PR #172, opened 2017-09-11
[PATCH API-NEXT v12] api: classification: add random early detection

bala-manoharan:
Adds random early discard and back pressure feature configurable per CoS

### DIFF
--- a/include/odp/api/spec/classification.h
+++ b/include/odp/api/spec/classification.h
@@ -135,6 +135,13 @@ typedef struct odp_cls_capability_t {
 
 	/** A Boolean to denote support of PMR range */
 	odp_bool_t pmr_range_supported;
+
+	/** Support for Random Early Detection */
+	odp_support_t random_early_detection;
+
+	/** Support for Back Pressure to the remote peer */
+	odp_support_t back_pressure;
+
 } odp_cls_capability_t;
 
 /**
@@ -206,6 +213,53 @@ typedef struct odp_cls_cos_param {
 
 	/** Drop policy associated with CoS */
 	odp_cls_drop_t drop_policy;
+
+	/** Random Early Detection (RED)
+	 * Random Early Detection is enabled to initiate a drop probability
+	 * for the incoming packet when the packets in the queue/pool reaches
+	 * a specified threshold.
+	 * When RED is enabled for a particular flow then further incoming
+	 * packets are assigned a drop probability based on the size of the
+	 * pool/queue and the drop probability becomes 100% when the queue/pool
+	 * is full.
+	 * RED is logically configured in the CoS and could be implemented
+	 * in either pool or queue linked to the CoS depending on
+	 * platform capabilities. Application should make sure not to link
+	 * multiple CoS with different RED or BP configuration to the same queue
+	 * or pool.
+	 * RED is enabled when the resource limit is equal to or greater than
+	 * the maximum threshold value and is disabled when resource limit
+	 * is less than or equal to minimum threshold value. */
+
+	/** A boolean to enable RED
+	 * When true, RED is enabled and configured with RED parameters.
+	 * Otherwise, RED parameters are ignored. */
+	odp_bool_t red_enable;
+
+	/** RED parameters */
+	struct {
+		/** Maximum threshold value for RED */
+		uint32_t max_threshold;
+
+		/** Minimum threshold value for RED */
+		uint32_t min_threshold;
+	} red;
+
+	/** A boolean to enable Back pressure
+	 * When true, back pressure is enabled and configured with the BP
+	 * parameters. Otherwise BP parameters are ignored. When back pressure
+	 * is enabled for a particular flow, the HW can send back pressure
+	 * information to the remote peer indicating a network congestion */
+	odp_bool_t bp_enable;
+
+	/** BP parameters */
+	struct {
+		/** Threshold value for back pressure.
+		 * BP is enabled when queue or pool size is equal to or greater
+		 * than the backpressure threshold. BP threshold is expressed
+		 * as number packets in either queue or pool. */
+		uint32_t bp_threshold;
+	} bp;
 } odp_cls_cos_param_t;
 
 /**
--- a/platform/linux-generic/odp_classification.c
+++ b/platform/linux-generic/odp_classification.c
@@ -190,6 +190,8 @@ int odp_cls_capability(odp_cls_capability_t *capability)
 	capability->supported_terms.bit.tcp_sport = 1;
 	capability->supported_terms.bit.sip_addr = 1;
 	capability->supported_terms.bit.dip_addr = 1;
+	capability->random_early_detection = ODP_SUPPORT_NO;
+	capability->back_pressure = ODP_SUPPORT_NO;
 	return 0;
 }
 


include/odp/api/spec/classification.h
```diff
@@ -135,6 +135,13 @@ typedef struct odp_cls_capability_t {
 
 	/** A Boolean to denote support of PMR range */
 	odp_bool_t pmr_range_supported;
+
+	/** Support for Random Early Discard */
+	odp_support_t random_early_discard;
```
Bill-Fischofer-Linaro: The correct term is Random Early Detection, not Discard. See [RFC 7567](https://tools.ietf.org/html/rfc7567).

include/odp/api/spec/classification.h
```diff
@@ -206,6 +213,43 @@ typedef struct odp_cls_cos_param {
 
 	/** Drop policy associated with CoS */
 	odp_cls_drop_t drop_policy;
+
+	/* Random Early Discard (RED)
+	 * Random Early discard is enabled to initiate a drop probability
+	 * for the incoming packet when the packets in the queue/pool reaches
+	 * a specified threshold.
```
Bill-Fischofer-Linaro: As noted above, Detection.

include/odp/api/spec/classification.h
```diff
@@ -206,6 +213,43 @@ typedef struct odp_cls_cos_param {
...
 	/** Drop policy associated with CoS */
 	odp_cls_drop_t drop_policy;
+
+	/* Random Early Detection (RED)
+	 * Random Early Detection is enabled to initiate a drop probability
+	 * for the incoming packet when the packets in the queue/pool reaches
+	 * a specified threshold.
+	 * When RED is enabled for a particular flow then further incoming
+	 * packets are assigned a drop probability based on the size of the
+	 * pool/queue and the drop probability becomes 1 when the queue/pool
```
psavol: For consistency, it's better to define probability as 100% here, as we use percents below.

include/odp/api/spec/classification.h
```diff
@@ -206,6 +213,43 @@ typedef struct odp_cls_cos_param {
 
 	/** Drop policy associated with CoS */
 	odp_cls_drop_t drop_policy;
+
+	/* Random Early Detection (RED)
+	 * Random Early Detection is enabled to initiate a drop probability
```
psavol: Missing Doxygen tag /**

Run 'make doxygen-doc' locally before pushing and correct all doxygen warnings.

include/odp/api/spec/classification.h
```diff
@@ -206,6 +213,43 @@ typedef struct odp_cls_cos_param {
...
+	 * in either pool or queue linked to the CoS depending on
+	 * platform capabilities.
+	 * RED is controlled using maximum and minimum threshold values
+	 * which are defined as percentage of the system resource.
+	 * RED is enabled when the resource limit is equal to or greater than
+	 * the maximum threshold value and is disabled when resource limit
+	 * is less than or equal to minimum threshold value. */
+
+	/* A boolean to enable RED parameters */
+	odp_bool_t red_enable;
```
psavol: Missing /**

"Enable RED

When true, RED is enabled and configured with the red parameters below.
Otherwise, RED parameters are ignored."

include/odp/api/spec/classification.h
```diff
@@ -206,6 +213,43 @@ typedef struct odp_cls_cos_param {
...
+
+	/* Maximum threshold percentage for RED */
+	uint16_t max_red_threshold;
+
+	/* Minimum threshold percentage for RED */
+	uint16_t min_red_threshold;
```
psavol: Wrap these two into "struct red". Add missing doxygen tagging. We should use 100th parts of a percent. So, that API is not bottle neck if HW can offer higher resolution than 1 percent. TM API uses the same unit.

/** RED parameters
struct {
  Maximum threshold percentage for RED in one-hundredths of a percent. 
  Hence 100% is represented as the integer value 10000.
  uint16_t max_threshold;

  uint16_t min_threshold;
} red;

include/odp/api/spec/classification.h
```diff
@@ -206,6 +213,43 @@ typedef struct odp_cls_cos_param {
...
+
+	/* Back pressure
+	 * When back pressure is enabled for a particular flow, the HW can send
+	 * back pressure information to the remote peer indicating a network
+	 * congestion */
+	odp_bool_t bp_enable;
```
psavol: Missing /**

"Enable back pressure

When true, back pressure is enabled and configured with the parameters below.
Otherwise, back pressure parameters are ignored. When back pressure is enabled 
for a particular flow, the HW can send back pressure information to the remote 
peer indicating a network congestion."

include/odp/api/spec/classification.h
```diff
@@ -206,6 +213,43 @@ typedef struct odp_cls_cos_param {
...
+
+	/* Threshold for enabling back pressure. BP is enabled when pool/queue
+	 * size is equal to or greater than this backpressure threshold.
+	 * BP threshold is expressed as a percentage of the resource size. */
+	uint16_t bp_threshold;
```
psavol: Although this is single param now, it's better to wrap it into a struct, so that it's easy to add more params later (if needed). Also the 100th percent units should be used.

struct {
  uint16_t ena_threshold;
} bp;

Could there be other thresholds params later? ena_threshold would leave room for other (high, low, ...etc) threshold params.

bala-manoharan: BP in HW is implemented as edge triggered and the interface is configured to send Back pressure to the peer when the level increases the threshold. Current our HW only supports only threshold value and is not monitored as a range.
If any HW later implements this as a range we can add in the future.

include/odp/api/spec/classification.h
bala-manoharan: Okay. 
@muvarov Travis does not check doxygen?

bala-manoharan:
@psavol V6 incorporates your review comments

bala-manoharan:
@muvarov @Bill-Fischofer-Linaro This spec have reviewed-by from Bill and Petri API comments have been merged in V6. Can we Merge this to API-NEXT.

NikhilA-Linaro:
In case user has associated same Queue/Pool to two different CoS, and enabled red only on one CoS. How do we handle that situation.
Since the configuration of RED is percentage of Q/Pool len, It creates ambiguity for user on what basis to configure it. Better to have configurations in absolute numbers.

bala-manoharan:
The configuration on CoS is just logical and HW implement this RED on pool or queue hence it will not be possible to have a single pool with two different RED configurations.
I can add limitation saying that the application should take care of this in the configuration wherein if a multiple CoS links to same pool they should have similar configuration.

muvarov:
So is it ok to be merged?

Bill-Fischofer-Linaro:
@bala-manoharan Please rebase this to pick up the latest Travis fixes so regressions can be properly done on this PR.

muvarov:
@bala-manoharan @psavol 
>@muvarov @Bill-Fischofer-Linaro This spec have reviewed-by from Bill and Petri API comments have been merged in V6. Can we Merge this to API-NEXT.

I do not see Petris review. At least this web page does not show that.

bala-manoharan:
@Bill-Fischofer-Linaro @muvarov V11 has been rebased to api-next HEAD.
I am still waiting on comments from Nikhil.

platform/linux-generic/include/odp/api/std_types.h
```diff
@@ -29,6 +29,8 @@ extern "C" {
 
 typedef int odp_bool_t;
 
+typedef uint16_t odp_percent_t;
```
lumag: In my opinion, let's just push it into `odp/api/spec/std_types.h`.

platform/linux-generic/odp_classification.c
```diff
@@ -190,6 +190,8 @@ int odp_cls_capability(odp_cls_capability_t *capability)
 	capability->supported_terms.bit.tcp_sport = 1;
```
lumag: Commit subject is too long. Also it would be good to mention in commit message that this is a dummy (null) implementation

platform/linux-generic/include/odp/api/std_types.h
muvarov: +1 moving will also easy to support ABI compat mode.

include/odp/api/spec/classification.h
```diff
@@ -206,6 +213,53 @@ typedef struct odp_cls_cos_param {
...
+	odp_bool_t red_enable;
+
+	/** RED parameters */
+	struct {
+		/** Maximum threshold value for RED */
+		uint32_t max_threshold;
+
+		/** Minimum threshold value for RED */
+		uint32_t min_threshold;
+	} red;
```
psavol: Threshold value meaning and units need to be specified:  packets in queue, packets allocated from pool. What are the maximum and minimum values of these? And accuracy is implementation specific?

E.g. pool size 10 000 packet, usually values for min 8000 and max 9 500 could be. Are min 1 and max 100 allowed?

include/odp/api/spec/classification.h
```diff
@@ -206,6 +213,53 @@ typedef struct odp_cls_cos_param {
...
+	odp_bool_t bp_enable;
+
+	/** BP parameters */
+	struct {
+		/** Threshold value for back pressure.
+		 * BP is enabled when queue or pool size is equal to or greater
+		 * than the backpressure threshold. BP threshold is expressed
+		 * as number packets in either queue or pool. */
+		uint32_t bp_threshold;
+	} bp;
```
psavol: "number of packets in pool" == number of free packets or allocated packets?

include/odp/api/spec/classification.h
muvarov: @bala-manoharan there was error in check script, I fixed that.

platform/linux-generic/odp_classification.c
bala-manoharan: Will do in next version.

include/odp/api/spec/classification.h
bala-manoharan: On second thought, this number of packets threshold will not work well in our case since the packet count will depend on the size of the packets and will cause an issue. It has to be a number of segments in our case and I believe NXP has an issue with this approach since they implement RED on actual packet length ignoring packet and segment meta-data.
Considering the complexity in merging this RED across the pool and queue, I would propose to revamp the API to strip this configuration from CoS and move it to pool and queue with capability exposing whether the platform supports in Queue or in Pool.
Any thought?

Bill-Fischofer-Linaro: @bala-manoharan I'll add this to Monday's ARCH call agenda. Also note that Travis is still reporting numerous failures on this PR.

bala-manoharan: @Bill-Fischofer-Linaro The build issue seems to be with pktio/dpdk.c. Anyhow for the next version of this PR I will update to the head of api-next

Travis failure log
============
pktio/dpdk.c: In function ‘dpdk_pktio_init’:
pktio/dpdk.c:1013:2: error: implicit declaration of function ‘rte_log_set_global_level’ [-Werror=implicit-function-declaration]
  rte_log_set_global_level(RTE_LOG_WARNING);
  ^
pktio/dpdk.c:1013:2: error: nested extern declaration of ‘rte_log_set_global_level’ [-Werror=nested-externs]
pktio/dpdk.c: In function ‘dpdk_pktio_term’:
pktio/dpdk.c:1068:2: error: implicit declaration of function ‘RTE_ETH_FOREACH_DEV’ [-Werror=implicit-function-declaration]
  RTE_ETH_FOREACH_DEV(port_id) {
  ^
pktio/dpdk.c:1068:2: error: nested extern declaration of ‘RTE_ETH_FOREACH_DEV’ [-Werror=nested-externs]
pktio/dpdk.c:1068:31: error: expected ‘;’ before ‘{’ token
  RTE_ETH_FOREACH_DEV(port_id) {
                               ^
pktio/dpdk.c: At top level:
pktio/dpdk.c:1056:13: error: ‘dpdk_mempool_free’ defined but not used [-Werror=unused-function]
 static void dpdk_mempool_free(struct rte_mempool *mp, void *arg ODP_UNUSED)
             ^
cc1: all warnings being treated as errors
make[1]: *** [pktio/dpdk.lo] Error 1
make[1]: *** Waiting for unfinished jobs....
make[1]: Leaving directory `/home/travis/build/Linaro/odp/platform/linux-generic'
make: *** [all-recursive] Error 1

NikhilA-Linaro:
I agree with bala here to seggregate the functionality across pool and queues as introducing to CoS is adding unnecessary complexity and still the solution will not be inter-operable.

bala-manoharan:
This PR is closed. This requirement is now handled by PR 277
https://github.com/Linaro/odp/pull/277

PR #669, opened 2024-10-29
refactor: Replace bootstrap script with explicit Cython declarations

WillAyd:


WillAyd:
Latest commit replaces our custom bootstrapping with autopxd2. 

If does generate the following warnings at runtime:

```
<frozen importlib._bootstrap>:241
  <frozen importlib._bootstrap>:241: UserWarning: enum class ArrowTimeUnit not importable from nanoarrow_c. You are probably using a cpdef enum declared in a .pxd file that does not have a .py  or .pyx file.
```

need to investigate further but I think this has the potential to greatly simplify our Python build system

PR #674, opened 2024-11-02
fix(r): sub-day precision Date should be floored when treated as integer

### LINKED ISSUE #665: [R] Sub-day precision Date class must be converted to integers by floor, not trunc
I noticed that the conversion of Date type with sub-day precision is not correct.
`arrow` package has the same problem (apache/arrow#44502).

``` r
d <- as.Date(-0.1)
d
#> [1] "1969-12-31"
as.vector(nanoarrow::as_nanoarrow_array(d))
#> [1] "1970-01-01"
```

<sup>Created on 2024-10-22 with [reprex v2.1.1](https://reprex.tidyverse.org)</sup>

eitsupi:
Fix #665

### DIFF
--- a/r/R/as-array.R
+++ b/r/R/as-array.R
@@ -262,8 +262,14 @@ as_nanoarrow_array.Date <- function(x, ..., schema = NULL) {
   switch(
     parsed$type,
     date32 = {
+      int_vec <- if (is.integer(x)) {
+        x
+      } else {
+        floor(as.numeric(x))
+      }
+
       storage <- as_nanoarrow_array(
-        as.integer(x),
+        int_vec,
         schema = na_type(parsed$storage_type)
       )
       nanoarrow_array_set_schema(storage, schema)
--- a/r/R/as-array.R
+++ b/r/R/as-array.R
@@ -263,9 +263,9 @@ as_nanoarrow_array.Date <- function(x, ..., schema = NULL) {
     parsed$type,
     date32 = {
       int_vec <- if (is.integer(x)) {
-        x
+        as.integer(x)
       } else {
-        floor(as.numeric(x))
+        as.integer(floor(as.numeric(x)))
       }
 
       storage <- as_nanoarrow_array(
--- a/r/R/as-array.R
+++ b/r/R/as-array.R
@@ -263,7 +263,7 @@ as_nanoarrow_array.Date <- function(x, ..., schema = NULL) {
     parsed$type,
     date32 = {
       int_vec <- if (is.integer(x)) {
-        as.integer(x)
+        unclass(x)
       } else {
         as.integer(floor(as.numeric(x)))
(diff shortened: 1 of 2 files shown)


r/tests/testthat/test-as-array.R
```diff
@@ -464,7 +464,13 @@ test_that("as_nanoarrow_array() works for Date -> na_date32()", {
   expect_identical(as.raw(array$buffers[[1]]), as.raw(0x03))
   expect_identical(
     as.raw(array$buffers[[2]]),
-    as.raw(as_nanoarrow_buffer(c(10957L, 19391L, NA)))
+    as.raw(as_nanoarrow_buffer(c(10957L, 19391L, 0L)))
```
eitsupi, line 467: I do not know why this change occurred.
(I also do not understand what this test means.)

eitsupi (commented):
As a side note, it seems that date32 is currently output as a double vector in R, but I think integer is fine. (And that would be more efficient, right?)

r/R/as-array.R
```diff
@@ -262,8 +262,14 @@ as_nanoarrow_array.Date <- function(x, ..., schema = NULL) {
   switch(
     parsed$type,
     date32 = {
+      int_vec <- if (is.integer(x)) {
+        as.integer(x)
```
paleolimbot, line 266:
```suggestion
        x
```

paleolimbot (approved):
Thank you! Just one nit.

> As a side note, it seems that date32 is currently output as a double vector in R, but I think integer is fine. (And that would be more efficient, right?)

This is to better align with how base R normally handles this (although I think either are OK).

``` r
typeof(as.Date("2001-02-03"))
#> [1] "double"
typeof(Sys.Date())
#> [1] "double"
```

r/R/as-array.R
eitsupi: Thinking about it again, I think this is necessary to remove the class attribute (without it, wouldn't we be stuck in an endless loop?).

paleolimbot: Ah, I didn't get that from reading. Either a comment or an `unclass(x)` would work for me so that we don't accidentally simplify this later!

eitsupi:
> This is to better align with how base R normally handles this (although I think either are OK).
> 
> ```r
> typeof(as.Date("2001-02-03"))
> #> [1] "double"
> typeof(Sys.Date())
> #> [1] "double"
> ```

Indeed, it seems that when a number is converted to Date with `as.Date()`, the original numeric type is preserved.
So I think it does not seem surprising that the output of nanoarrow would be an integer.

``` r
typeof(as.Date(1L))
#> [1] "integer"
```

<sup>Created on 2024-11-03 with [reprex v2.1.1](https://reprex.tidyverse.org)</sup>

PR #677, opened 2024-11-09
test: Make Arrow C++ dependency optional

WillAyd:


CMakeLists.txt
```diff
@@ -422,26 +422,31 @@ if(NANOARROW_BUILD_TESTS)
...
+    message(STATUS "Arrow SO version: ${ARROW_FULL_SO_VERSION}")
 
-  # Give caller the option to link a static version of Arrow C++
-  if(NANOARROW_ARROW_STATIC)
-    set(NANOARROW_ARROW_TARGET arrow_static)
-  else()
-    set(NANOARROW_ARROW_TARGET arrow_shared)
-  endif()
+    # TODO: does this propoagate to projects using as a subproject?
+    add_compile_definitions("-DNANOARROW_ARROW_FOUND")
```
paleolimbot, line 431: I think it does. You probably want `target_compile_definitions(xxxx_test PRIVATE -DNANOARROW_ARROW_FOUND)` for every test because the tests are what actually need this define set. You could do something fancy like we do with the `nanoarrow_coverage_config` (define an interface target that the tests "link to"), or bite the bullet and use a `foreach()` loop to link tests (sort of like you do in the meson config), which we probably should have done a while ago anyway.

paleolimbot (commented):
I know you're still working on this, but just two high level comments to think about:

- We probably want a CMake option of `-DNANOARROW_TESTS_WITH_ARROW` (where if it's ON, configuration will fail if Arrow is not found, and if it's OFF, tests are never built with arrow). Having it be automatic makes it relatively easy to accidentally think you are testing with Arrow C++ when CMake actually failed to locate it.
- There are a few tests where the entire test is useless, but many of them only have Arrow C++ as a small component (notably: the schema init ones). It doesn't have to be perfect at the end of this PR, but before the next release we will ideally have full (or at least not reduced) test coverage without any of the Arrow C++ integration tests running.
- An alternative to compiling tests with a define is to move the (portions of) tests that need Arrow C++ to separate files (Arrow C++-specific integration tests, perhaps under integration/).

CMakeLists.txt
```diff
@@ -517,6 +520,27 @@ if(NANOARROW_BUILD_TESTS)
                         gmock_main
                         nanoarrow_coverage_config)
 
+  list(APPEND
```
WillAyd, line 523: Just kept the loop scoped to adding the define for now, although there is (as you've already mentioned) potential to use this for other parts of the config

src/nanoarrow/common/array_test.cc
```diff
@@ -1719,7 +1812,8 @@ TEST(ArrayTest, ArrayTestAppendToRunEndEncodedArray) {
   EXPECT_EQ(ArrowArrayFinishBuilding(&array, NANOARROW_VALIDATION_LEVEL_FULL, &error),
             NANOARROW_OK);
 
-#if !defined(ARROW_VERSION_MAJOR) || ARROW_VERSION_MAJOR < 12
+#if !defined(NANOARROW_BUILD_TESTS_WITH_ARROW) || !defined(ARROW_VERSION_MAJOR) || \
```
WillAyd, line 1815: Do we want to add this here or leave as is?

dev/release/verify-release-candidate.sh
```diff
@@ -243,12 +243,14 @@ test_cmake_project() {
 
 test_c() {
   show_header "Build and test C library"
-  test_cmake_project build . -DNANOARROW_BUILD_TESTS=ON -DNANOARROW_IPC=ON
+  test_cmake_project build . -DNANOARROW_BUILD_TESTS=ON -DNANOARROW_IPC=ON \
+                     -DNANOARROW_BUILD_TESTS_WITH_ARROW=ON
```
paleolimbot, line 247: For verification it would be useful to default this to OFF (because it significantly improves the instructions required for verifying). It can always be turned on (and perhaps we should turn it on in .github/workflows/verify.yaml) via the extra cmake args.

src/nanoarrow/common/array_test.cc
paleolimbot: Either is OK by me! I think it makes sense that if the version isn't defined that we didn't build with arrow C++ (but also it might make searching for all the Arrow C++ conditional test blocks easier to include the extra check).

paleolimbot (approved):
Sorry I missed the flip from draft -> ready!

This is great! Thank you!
= = = = = = =
What is required: Look through the records and gather each line with the word "commented".

Response box:
eitsupi (commented):
paleolimbot (commented):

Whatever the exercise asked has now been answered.